### Task item
Search the entries for the word "underlying" and pull out each line that has it.

● ● ●

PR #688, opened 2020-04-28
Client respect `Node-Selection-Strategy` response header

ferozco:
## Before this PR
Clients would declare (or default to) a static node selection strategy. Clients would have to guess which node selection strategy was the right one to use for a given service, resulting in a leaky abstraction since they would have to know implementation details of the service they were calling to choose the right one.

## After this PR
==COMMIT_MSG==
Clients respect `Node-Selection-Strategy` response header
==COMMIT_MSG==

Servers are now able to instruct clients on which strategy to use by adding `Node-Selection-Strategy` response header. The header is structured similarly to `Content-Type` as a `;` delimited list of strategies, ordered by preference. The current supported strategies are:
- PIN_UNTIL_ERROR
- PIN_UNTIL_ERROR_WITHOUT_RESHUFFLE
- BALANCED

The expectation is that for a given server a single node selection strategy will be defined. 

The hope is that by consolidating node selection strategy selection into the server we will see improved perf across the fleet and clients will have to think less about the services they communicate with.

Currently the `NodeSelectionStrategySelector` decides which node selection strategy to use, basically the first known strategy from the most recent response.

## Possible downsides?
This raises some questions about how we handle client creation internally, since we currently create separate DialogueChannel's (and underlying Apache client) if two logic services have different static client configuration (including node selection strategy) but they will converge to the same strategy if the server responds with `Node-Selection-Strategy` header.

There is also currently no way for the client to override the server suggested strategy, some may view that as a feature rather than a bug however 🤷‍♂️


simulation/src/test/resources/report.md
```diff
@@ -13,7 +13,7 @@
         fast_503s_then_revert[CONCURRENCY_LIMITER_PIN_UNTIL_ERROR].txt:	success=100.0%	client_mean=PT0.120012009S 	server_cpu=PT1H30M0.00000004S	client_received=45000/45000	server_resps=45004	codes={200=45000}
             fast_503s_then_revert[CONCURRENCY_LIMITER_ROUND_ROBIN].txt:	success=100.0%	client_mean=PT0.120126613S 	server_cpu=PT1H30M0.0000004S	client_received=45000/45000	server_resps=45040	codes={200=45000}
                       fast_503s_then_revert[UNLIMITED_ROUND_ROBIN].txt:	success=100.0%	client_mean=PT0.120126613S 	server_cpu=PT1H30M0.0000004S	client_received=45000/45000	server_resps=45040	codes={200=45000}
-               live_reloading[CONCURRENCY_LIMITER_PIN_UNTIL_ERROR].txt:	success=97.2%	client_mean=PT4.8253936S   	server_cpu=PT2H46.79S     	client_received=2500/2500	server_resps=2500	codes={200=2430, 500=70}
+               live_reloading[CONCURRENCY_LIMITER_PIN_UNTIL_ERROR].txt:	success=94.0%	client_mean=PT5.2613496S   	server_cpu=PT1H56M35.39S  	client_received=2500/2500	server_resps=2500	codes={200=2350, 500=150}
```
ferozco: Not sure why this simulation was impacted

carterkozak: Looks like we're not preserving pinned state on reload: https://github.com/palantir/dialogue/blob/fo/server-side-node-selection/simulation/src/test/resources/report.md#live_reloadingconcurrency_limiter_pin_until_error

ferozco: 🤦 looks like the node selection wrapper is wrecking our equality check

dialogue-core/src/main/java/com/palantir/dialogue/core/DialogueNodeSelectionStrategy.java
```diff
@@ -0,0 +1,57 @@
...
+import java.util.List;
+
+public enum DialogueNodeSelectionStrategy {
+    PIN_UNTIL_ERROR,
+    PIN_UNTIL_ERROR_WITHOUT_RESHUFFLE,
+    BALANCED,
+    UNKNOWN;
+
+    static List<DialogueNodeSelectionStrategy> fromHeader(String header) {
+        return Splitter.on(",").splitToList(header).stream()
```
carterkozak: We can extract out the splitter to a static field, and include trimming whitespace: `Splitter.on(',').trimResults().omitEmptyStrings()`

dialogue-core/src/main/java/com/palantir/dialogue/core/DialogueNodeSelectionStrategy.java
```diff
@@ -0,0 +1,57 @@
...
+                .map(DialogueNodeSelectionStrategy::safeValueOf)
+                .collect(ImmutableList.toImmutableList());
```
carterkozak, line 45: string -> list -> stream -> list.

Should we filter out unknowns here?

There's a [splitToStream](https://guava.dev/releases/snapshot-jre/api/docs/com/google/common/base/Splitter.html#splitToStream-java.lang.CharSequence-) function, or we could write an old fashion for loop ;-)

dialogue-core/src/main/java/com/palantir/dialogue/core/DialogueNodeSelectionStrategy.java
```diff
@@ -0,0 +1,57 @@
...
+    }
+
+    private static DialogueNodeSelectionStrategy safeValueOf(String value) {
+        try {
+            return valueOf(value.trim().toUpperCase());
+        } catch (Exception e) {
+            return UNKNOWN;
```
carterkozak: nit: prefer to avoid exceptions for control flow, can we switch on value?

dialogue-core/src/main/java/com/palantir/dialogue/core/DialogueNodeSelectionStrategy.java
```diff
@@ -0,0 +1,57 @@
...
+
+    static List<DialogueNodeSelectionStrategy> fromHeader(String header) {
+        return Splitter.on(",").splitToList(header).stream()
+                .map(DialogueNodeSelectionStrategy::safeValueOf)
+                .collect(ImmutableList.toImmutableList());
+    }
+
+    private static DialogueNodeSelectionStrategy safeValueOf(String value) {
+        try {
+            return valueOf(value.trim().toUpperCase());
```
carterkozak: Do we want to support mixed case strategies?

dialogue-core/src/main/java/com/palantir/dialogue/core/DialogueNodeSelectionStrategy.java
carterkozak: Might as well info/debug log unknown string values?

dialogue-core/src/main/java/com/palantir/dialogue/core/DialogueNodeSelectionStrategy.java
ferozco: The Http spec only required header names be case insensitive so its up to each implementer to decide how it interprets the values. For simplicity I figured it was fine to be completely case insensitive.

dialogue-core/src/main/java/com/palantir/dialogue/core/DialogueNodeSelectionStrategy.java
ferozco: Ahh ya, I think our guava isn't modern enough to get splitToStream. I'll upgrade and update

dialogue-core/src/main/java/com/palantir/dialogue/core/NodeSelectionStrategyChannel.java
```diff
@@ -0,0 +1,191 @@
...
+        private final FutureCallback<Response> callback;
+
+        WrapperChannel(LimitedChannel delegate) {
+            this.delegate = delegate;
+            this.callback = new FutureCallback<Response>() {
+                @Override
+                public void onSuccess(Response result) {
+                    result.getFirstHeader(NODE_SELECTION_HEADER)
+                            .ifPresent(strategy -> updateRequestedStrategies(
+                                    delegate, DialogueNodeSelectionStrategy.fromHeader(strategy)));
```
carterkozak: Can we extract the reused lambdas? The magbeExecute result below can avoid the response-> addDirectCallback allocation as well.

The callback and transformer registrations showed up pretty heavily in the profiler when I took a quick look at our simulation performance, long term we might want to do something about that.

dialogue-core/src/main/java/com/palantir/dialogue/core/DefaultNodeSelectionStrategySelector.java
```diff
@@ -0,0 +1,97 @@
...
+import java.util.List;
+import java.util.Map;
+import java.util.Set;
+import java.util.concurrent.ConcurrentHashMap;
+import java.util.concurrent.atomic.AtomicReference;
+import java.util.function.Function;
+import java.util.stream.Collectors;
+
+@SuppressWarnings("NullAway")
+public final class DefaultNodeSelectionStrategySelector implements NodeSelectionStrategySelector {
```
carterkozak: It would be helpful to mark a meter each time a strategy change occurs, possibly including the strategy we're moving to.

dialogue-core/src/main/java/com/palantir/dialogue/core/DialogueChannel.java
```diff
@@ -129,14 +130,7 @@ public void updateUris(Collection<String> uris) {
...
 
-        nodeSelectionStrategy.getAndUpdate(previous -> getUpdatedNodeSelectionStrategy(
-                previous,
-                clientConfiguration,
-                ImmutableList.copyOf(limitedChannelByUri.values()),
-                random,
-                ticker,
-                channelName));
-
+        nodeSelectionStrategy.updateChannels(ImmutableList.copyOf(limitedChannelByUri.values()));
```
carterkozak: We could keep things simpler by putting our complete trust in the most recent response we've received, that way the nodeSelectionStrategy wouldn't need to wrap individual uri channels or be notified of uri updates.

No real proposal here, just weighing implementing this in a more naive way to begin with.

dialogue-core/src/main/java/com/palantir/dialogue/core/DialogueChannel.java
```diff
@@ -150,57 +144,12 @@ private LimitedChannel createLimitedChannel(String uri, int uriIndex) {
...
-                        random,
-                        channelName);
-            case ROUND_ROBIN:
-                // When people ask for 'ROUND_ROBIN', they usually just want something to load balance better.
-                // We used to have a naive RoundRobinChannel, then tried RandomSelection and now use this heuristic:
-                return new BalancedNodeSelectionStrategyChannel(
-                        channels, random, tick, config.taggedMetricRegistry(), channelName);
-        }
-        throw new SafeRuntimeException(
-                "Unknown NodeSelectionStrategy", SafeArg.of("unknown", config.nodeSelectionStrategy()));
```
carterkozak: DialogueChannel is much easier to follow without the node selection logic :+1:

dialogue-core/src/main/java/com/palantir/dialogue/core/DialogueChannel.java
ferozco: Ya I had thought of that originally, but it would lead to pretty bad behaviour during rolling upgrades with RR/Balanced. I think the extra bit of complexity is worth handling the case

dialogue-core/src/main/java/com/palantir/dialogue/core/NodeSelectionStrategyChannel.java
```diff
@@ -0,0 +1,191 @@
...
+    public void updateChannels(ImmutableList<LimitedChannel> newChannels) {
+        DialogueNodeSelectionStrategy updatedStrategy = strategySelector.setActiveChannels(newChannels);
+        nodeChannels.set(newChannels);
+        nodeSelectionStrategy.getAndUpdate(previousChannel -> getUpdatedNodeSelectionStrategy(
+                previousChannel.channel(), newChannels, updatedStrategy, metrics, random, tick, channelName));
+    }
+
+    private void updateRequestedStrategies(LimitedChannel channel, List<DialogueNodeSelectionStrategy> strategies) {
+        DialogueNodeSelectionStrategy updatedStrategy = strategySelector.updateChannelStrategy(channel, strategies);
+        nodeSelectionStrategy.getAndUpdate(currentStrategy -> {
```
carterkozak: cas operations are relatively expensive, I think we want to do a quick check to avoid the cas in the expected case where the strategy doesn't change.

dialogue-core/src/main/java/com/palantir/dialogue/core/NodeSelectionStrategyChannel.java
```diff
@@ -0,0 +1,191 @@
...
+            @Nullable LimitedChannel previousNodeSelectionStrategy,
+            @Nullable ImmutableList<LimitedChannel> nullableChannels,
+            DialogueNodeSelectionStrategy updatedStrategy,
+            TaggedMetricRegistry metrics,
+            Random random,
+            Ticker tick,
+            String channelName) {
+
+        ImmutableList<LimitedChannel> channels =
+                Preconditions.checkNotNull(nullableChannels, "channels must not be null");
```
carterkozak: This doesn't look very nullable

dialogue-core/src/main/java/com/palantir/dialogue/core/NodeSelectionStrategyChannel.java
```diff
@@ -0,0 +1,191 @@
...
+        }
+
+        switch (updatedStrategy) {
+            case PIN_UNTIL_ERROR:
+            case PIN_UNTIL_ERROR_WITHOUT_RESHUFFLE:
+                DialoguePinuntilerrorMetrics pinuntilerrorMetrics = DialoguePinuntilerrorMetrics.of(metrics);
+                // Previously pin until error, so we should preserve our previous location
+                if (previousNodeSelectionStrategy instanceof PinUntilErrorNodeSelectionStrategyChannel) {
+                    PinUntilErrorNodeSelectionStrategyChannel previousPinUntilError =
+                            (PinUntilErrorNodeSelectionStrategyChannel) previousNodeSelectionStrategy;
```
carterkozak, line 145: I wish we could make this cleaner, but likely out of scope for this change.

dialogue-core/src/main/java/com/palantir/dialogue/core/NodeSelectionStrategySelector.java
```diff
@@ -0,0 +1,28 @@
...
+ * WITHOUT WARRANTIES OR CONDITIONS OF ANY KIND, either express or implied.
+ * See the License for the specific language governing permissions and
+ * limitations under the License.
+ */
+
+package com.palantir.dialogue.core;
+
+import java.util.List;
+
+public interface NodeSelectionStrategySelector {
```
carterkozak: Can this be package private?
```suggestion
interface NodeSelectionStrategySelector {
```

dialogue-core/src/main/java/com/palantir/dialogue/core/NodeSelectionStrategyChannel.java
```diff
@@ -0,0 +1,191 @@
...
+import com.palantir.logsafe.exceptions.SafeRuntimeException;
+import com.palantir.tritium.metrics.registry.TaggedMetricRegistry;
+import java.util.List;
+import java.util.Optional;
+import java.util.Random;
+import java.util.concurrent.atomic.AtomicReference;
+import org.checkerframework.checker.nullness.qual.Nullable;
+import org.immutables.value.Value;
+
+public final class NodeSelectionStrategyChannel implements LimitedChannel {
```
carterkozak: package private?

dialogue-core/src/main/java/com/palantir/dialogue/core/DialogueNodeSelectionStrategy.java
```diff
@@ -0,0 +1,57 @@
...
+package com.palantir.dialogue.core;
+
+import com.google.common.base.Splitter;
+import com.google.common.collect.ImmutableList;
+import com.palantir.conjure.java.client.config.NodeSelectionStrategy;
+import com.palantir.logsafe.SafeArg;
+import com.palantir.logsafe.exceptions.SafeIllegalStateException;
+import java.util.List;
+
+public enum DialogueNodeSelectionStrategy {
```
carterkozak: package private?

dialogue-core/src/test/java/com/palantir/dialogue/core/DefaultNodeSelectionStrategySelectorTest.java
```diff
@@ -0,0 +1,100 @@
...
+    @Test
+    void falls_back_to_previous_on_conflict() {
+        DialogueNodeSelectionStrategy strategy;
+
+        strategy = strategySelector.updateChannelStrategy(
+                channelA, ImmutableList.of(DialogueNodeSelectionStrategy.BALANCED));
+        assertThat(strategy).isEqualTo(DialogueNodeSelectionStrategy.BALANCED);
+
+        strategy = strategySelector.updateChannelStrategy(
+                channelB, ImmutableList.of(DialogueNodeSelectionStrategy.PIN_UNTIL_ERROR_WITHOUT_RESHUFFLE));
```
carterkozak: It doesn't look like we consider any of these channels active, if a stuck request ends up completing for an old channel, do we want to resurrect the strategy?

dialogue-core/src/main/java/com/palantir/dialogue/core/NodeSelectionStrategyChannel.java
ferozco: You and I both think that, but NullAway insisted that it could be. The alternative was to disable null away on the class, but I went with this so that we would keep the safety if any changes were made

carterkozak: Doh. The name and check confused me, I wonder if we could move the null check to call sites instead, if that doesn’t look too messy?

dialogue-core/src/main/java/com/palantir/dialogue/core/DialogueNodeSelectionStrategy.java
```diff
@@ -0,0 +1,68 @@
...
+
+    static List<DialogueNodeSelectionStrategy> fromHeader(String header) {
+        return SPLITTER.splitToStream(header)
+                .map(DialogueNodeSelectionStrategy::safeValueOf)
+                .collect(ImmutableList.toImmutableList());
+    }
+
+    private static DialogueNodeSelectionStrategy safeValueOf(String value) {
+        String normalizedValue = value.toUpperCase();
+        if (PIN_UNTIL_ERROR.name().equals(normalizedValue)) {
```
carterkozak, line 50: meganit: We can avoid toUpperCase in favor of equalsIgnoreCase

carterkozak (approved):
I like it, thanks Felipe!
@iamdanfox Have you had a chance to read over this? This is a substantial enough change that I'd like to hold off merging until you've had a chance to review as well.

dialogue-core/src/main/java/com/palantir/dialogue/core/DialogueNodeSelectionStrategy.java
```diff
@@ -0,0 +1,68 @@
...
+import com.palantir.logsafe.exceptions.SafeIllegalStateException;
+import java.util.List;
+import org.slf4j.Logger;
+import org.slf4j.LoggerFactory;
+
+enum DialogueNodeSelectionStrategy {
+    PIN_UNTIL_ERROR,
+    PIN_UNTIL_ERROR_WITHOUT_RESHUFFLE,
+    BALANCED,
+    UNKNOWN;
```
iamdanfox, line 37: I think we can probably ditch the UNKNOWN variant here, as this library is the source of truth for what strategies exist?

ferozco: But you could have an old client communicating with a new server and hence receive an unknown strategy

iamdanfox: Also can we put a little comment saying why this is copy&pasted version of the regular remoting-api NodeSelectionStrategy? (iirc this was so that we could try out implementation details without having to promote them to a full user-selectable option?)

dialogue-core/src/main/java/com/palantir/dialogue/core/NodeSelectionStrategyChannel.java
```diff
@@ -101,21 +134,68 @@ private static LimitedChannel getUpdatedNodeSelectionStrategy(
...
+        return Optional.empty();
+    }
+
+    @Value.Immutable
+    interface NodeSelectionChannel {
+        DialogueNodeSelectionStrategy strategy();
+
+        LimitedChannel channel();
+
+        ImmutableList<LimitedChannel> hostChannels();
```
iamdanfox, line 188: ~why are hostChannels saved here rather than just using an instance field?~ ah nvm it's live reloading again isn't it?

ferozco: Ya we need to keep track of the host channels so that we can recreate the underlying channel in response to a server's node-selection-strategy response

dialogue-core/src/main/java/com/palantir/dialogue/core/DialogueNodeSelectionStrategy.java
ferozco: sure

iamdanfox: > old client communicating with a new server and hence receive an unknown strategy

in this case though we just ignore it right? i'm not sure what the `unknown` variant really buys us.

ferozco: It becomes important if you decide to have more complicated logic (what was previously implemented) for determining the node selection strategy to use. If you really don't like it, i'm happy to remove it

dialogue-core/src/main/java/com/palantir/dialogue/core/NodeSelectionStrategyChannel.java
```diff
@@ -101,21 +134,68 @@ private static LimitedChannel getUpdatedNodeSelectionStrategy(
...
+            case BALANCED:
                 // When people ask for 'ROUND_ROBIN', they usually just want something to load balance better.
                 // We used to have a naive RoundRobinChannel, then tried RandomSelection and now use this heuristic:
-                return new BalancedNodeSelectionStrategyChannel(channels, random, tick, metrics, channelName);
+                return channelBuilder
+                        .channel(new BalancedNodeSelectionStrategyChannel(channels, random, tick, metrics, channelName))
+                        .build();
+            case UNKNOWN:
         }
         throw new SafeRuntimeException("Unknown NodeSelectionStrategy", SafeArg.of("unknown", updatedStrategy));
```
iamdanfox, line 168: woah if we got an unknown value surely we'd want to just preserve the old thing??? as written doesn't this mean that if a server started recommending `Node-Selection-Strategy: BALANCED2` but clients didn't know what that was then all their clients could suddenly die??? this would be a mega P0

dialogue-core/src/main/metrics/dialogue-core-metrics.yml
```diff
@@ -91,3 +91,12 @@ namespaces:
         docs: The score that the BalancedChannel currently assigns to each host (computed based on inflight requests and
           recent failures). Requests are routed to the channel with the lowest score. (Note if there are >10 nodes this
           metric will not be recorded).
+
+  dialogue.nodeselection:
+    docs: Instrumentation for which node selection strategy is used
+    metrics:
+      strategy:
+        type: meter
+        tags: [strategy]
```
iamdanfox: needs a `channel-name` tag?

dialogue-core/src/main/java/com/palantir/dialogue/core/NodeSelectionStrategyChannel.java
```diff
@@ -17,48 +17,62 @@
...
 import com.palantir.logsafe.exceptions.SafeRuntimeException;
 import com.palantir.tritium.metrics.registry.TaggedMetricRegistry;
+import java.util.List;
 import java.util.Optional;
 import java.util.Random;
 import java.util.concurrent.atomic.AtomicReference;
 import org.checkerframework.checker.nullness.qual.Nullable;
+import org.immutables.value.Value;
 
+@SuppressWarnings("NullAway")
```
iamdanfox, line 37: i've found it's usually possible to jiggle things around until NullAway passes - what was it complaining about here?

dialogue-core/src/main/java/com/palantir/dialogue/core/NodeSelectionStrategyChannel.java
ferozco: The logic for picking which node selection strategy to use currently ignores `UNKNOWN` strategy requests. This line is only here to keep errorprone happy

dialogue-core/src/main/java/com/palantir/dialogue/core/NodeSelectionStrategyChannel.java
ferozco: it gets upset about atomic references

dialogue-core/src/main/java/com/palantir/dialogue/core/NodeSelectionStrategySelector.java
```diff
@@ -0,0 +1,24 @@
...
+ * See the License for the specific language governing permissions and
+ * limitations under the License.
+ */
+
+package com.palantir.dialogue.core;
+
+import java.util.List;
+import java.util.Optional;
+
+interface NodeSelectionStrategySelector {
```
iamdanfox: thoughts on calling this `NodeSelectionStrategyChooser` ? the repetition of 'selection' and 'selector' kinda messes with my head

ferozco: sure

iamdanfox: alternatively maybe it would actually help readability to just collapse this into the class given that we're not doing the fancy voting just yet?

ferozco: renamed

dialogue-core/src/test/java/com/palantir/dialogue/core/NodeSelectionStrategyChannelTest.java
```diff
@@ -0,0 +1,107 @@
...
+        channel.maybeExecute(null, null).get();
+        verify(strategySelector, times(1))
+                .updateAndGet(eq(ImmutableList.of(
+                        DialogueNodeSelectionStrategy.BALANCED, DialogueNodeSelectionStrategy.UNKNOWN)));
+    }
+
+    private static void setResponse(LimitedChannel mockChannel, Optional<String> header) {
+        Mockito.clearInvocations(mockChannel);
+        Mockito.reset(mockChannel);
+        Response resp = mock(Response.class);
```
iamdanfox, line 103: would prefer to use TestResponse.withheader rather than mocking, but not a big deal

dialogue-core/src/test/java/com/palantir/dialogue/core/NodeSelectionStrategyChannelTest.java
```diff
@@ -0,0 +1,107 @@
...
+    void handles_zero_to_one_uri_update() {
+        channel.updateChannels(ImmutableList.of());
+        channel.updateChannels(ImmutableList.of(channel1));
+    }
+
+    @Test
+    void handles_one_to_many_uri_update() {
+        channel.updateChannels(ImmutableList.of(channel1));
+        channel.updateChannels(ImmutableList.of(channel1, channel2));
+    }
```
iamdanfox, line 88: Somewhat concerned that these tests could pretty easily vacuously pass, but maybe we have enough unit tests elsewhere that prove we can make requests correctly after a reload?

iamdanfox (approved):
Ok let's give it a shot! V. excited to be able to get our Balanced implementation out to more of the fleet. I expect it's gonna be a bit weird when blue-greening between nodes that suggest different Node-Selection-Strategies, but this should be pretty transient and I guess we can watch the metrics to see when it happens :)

● ● ●

### Solved exercise
This raises some questions about how we handle client creation internally, since we currently create separate DialogueChannel's (and underlying Apache client) if two logic services have different static client configuration (including node selection strategy) but they will converge to the same strategy if the server responds with `Node-Selection-Strategy` header.
ferozco: Ya we need to keep track of the host channels so that we can recreate the underlying channel in response to a server's node-selection-strategy response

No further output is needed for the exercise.